Lebih lanjut, ia menjelaskan bahwa dalam sejarahnya, Sasana Mulya sempat digunakan untuk Akademi Seni Karawitan Indonesia (ASKI) dan Proyek Pengembangan Kesenian Jawa Tengah (PKJT).
"Jadi untuk pembelajaran, dan dipakainya juga di Siti Hinggil itu untuk kelasnya, teorinya. Terus untuk tarinya, karawitannya, pedalangannya, itu di Sasana Mulya semua," terangnya.
![]() |
Taman Budaya Jawa Tengah (TBJT) yang kini berada di Jalan Ir Sutami, Kecamatan Jebres, Solo pun dulunya berada di Sasana Mulya dan disebut Taman Budaya Solo.

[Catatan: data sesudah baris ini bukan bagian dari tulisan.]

PR #660, opened 2021-11-16
fix: Do not attempt to terminate twice

akash1810:
## What does this change?

Ignore instances already in a terminating phase when deciding which instances to terminate during an EC2 deployment.

This should address this occasional error:

```
Your ASG desired size may have been reset Instance Id not found - No managed instance found for instance ID: i-abcdefgh123456789
```

## How to test

???

Fewer errors and possibly faster deploys as there are fewer instances to affect.

### DIFF
--- a/magenta-lib/src/main/scala/magenta/tasks/ASGTasks.scala
+++ b/magenta-lib/src/main/scala/magenta/tasks/ASGTasks.scala
@@ -123,7 +123,25 @@ case class CullInstancesWithTerminationTag(info: AutoScalingGroupInfo, region: R
   override def execute(asg: AutoScalingGroup, resources: DeploymentResources, stopFlag: => Boolean, asgClient: AutoScalingClient) {
     EC2.withEc2Client(keyRing, region, resources) { ec2Client =>
       ELB.withClient(keyRing, region, resources) { elbClient =>
-        val instancesToKill = asg.instances.asScala.filter(instance => EC2.hasTag(instance, "Magenta", "Terminate", ec2Client))
+        val instancesToKill = asg.instances.asScala
+          .filter(instance => {
+            if(instance.lifecycleState == LifecycleState.UNKNOWN_TO_SDK_VERSION) {
+              logger.warn(s"Instance lifecycle state ${instance.lifecycleStateAsString} isn't recognised in the AWS SDK. Is there a later version of the AWS SDK available?")
+            }
+
+            // See https://docs.aws.amazon.com/autoscaling/ec2/userguide/lifecycle-hooks.html#lifecycle-hooks-overview
+            val terminatingStates = List(
+              LifecycleState.TERMINATING,
+              LifecycleState.TERMINATING_WAIT,
+              LifecycleState.TERMINATING_PROCEED,
+              LifecycleState.TERMINATED
+            ).map(_.toString)
+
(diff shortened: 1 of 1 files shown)


magenta-lib/src/main/scala/magenta/tasks/ASGTasks.scala
```diff
@@ -123,7 +123,25 @@ case class CullInstancesWithTerminationTag(info: AutoScalingGroupInfo, region: R
   override def execute(asg: AutoScalingGroup, resources: DeploymentResources, stopFlag: => Boolean, asgClient: AutoScalingClient) {
     EC2.withEc2Client(keyRing, region, resources) { ec2Client =>
       ELB.withClient(keyRing, region, resources) { elbClient =>
-        val instancesToKill = asg.instances.asScala.filter(instance => EC2.hasTag(instance, "Magenta", "Terminate", ec2Client))
+        val instancesToKill = asg.instances.asScala
+          .filter(instance => {
+            if(instance.lifecycleState == LifecycleState.UNKNOWN_TO_SDK_VERSION) {
+              logger.warn(s"Instance lifecycle state ${instance.lifecycleStateAsString} isn't recognised in the AWS SDK. Is there a later version of the AWS SDK available?")
+            }
```
akash1810, line 130: Taking a similar approach as https://github.com/guardian/prism/pull/162 to avoid possible NPEs.

magenta-lib/src/main/scala/magenta/tasks/ASGTasks.scala
```diff
@@ -123,7 +123,25 @@ case class CullInstancesWithTerminationTag(info: AutoScalingGroupInfo, region: R
...
+
+            // See https://docs.aws.amazon.com/autoscaling/ec2/userguide/lifecycle-hooks.html#lifecycle-hooks-overview
+            val terminatingStates = List(
+              LifecycleState.TERMINATING,
+              LifecycleState.TERMINATING_WAIT,
+              LifecycleState.TERMINATING_PROCEED,
+              LifecycleState.TERMINATED
+            ).map(_.toString)
+
+            val isAlreadyTerminating = terminatingStates.contains(instance.lifecycleStateAsString)
```
jacobwinch, line 140: Is there a reason that we need to work with strings here? Is it not possible to use `lifecycleState` instead?

jacobwinch (approved):
Great work, thanks for improving this 👍

magenta-lib/src/main/scala/magenta/tasks/ASGTasks.scala
akash1810: `lifecycleStateAsString` is safer as there's a potential for [`lifecycleState`](https://sdk.amazonaws.com/java/api/latest/software/amazon/awssdk/services/autoscaling/model/Instance.html#lifecycleState--) to be `null` (via `LifecycleState.UNKNOWN_TO_SDK_VERSION`) if the SDK version is old.

We've been burned by this in the past (https://github.com/guardian/prism/pull/162, https://github.com/guardian/riff-raff/pull/654) and I'm now cautious by default.

jacobwinch: Thanks for explaining 👍

johnduffell (approved):
nice work, thanks Akash! 👍

PR #661, opened 2021-11-18
Improve asgMigrationInProgress docs

nicl:
## What does this change?

Improves parameter docs.

See also https://github.com/guardian/riff-raff/pull/632/files#r655291289 which was helpful in me figuring this out when I hit this.

### DIFF
--- a/magenta-lib/src/main/scala/magenta/deployment_type/AutoScaling.scala
+++ b/magenta-lib/src/main/scala/magenta/deployment_type/AutoScaling.scala
@@ -79,7 +79,14 @@ object AutoScaling extends DeploymentType {
   ).default(false)
 
   val asgMigrationInProgress = Param[Boolean]("asgMigrationInProgress",
-    "When this is set to true, Riff-Raff will search for two autoscaling groups and deploy to them both"
+    """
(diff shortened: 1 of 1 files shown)


magenta-lib/src/main/scala/magenta/deployment_type/AutoScaling.scala
```diff
@@ -79,7 +79,14 @@ object AutoScaling extends DeploymentType {
...
 
   val asgMigrationInProgress = Param[Boolean]("asgMigrationInProgress",
-    "When this is set to true, Riff-Raff will search for two autoscaling groups and deploy to them both"
+    """
+      |When this is set to true, Riff-Raff will search for two autoscaling groups and deploy to them both.
+      |
+      |Note, for this to work, the following need to hold:
+      |
+      | - both ASGs need matching Stack,Stage,App tags
+      | - only two matching ASGs (not 3 or more)
```
nicl, line 88: Note to self: this should be be updated from 'only two' to 'exactly two...'.

akash1810 (approved):
When your note to self is complete, this LGTM.

PR #662, opened 2021-12-10
Upgrade SBT to 1.5.6 and Play to 2.8 boom

nicl:
## What does this change?

Bump SBT version to 1.5.6 and related changes.


project/plugins.sbt
```diff
@@ -1,15 +1,12 @@
-resolvers += "Typesafe Releases" at "https://repo.typesafe.com/typesafe/releases/"
```
jacobwinch, line 1: Would you mind explaining why this resolver is no longer required? (Just for my own understanding!)

project/plugins.sbt
```diff
@@ -1,15 +1,12 @@
...
-
 // keep in sync with the play version in Dependencies
```
jacobwinch, line 1: Do you think this comment is still relevant? 

I noticed that the Play version here does not match the version of `play-json` in Dependencies (this was also true before this PR!)

jacobwinch (approved):
Great work 👍

nicl:
@jacobwinch sorry yeah, meant to add WIP. I'm going to close this and split into some pre-PRs (to e.g. remove Guardian Management) to make things easier to review and less gigantic.

PR #663, opened 2021-12-15
Remove Guardian Management deps

nicl:
These dependencies (https://github.com/guardian/guardian-management) were last updated 4 years ago, very little used outsideo of RR (it looks like RR and Flexible Content are the two main users from a quick Github search) and have proven very difficult to update to Scala 2.13+.

As such, we are removing them for security and maintenance reasons.

Switch-related code has been partially inlined from the library as part of this to ease the transition.

Metrics, which were done using Guardian Management and served to a JSON endpoint for consumption by Ganglia (which no longer exists) have been removed completely for now.

A fuller switch solution would be useful here, but is beyond the scope of this immediate change.

**UPDATE: tested on CODE successfully.**


magenta-lib/src/main/scala/magenta/deployment_type/SelfDeploy.scala
```diff
@@ -53,26 +53,16 @@ object SelfDeploy extends DeploymentType {
...
-      ChangeSwitch(
-        host,
-        managementProtocol(pkg, target, reporter),
-        managementPort(pkg, target, reporter),
-        switchboardPath(pkg, target, reporter),
-        "shutdown-when-inactive",
-        desiredState=true
-      )
-    }
+    hosts.map(ShutdownTask.apply)
```
nicl, line 65: Guardian Management automatically presented endpoints to toggle switches on a non-standard port. This has been replaced with a custom endpoint (on the standard 9000) to do this.

magenta-lib/src/main/scala/magenta/logging.scala
```diff
@@ -190,4 +187,8 @@ case object Message extends Enum[Message] with PlayJsonEnum[Message] {
   case class Warning(text: String) extends Message
 
   val values = findValues
+}
+
+trait Loggable {
```
nicl, line 192: A basic `Loggable` trait as a drop-in replacement for the same-named trait in Guardian Management.

magenta-lib/src/main/scala/magenta/switches.scala
```diff
@@ -0,0 +1,65 @@
+// Modified version of https://github.com/guardian/guardian-management/blob/c7d99120927958757b35bea68931c4bd8690d64a/management/src/main/scala/com/gu/management/switchables.scala
```
nicl, line 1: Copied from Guardian Management as rewriting switch logic would have involved wider changes. Not all of the switch logic from Guardian Management has been copied though, only the basic switch models.

riff-raff/app/conf/context.scala
```diff
@@ -269,98 +255,3 @@ class Config(configuration: TypesafeConfig, startTime: DateTime) extends Logging
 
   override def toString: String = configuration.toString
 }
-
-class Management(config: Config, shutdownWhenInactive: ShutdownWhenInactive, deployments: Deployments, datastore: DataStore) {
```
nicl, line 273: We collected a load of metrics using Guardian Management that look interesting but aren't actually in use from what I can tell. Open Telemetry/something else is probably the future here.

riff-raff/app/deployment/Deployments.scala
```diff
@@ -36,8 +35,6 @@ class Deployments(deploymentEngine: DeploymentEngine,
       requestedParams.build.projectName, requestedParams.stage.name, requestSource)
     if (restrictionsPreventingDeploy.nonEmpty) {
       Left(Error(s"Unable to queue deploy as restrictions are currently in place: ${restrictionsPreventingDeploy.map(r => s"${r.fullName}: ${r.note}").mkString("; ")}"))
-    } else if (enableQueueingSwitch.isSwitchedOff) {
```
nicl, line 39: (I have not recreated the enableQueueing switch as was not convinced of the value, but we can re-add if it's more useful than I realise.)

akash1810 (commented):
These changes look sensible, great work. I'm a little surprised that we've been collecting all these metrics w/out displaying them anywhere, which leads me to think they might have another, subtle, use other than fancy graphs. I can't quite think of what though. Let's run this on CODE to test.

akash1810:
> UPDATE: tested on CODE successfully.

How exhaustively did we test? Do we need to do each deployment type, for example? (Probably not)

magenta-lib/src/main/scala/magenta/tasks/tasks.scala
```diff
@@ -209,40 +208,35 @@ case class SayHello(host: Host)(implicit val keyRing: KeyRing) extends Task {
...
-  val switchboardUrl = s"$protocol://${host.name}:$port$path"
+case class ShutdownTask(host: Host)(implicit val keyRing: KeyRing)  extends Task {
 
-  // execute this task (should throw on failure)
-  override def execute(resources: DeploymentResources, stopFlag: => Boolean): Unit = {
-    resources.reporter.verbose(s"Changing $switchName to $desiredStateName using $switchboardUrl")
+  val description = "Shutdown Riffraff target(s) as part of self-deploy."
 
+  override def execute(resources: DeploymentResources, stopFlag: => Boolean): Unit = {
+    val shutdownUrl = s"https:://${host.name}:9000/shutdown"
```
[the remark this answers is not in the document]
nicl: @akash1810 this actually gets used when deploying PROD Riffraff from CODE and vice versa, so is potentially across the internet. We could probably figure out if it was targeting itself, but I'm not sure it's worth it really.

nicl:
@akash1810 it definitely wasn't an exhaustive test. I basically clicked through the main nav links to check they worked and also did a self-deploy.

nicl:
@akash1810 I am definitely suspicious that the metrics were used elsewhere too! I'll have another look to see if I can find anything else.

riff-raff/app/deployment/Deployments.scala
```diff
@@ -143,6 +125,22 @@ class Deployments(deploymentEngine: DeploymentEngine,
 
   lazy val enableQueueingSwitch = new DefaultSwitch("enable-deploy-queuing", "Enable riff-raff to queue deploys.  Turning this off will prevent anyone queueing a new deploy, although running deploys will continue.", true)
```
jacobwinch, line 126: Based on [this comment](https://github.com/guardian/riff-raff/pull/663/files#r769648481) I think this switch can be removed now?

riff-raff/app/deployment/Deployments.scala
jacobwinch: I don't remember this being used in my time on DevX so I think it's OK to remove it.

riff-raff/app/deployment/Deployments.scala
```diff
@@ -91,27 +89,11 @@ class Deployments(deploymentEngine: DeploymentEngine,
...
-      } catch {
-        case NonFatal(t) =>
-          log.error(s"Exception thrown whilst processing update with $wrapper", t)
-      }
-    }
-  def init() {}
-  def shutdown() { messagesSubscription.unsubscribe() }
-
-
   val deploysEnabled = new Switch(startAsOn = true)
```
jacobwinch, line 92: I noticed that this is using `akka.util.Switch`, which seems to provide pretty similar functionality to some of the code that is being ported across from Guardian Management - I wonder if we could simplify/make this consistent in the future

magenta-lib/src/main/scala/magenta/deployment_type/SelfDeploy.scala
jacobwinch: I guess this allows us to remove [this ingress rule](https://github.com/guardian/deploy-tools-platform/blob/ea015f04e297291ad7b2066095459c273b8e447e/cloudformation/riffraff/riffraff.template.yaml#L141-L146)?

magenta-lib/src/main/scala/magenta/tasks/tasks.scala
```diff
@@ -209,40 +208,39 @@ case class SayHello(host: Host)(implicit val keyRing: KeyRing) extends Task {
...
-case class ChangeSwitch(host: Host, protocol:String, port: Int, path: String, switchName: String, desiredState: Boolean)(implicit val keyRing: KeyRing) extends Task {
-  val desiredStateName: String = if (desiredState) "ON" else "OFF"
-  val switchboardUrl = s"$protocol://${host.name}:$port$path"
+case class ShutdownTask(host: Host)(implicit val keyRing: KeyRing)  extends Task {
 
-  // execute this task (should throw on failure)
-  override def execute(resources: DeploymentResources, stopFlag: => Boolean): Unit = {
-    resources.reporter.verbose(s"Changing $switchName to $desiredStateName using $switchboardUrl")
+  val description = "Shutdown Riffraff target(s) as part of self-deploy."
+  val shutdownUrl = s"http://${host.name}:9000/shutdown"
```
jacobwinch, line 214: Should this be `/requestShutdown`?

magenta-lib/src/main/scala/magenta/tasks/tasks.scala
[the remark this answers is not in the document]
nicl: Updating this, it turns out that there is actually a manual deployment restriction on cross-stage deployments of Riffraff as, while the code itself supports this behaviour, the security groups do not.

riff-raff/app/deployment/Deployments.scala
nicl: Yeah, I think so. It was surprising to me that both were used. This PR is already quite large(!) but this is a good candidate for a follow-up.

jacobwinch (approved):
👍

"Waktu ASKI pindah ke Kentingan, di situ dipakai Taman Budaya. Tahun 84 atau 85, lama kok, kemudian pindah ke Kentingan," tuturnya.
Usai TBJT yang rutin digunakan sebagai tempat pagelaran seni tradisional itu pindah lokasi ke Jebres, Sasana Mulya digunakan untuk kegiatan Keraton Solo dan warga Baluwarti.
"Jadi di situ untuk Keraton setelah Pakubuwana ke-XII itu untuk kalau ada kerabat kita yang terutama anak Sinuhun, istri Sinuhun, itu kalau meninggal disemayamkannya di Sasana Mulya," ungkapnya.
"Terus untuk manten (menikah) juga. Seperti saya juga temunya di situ. Biasanya temu sekalian resepsi gitu ada di situ. Jadi untuk gedung pertemuannya Keraton kalau punya kerja (hajat) sama kesripahan (musibah)," imbuhnya.
Karena kondisi Sasana Mulya yang kini sudah memprihatinkan, kegiatan-kegiatan pun tak bisa lagi digelar di Sasana Mulya. Seperti untuk latihan sejumlah sanggar tari hingga untuk Tempat Pemungutan Suara (TPS) warga Baluwarti.
Sangat disayangkan, bangunan bersejarah yang menjadi tempat berkegiatan para kerabat Keraton Solo dan warga Baluwarti itu kini harus ditutup dan tampak memprihatinkan. Gusti Moeng pun berharap Sasana Mulya bisa lebih mendapat perhatian dari Pemerintah Kota Solo dan bisa segera direnovasi.
Bangunan Bagi Putra Raja
Dikutip dari situs resmi Pemkot Solo, fungsi Ndalem Sasono Mulya diperuntukkan bagi para putra Raja. Bangunan ini didirikan pada masa pemerintahan PB IV.
Bangunan Sasono Mulya memiliki kelengkapan bagian-bagian bangunan Jawa, terdiri dari 4 (empat) unsur yang biasa terdapat pada rumah tradisional Jawa, yaitu pendopo, pringgitan, ndalem dan gandhok.
Bangunan pendopo berupa joglo dengan 36 saka. Adapun pringgitan bercirikan atap limasan dengan 8 saka. Tiang/saka pada bangunan ini memiliki penampilan khas karena dibuat dengan cara bukan diketam melainkan dipethel atau ditatal/dikampak.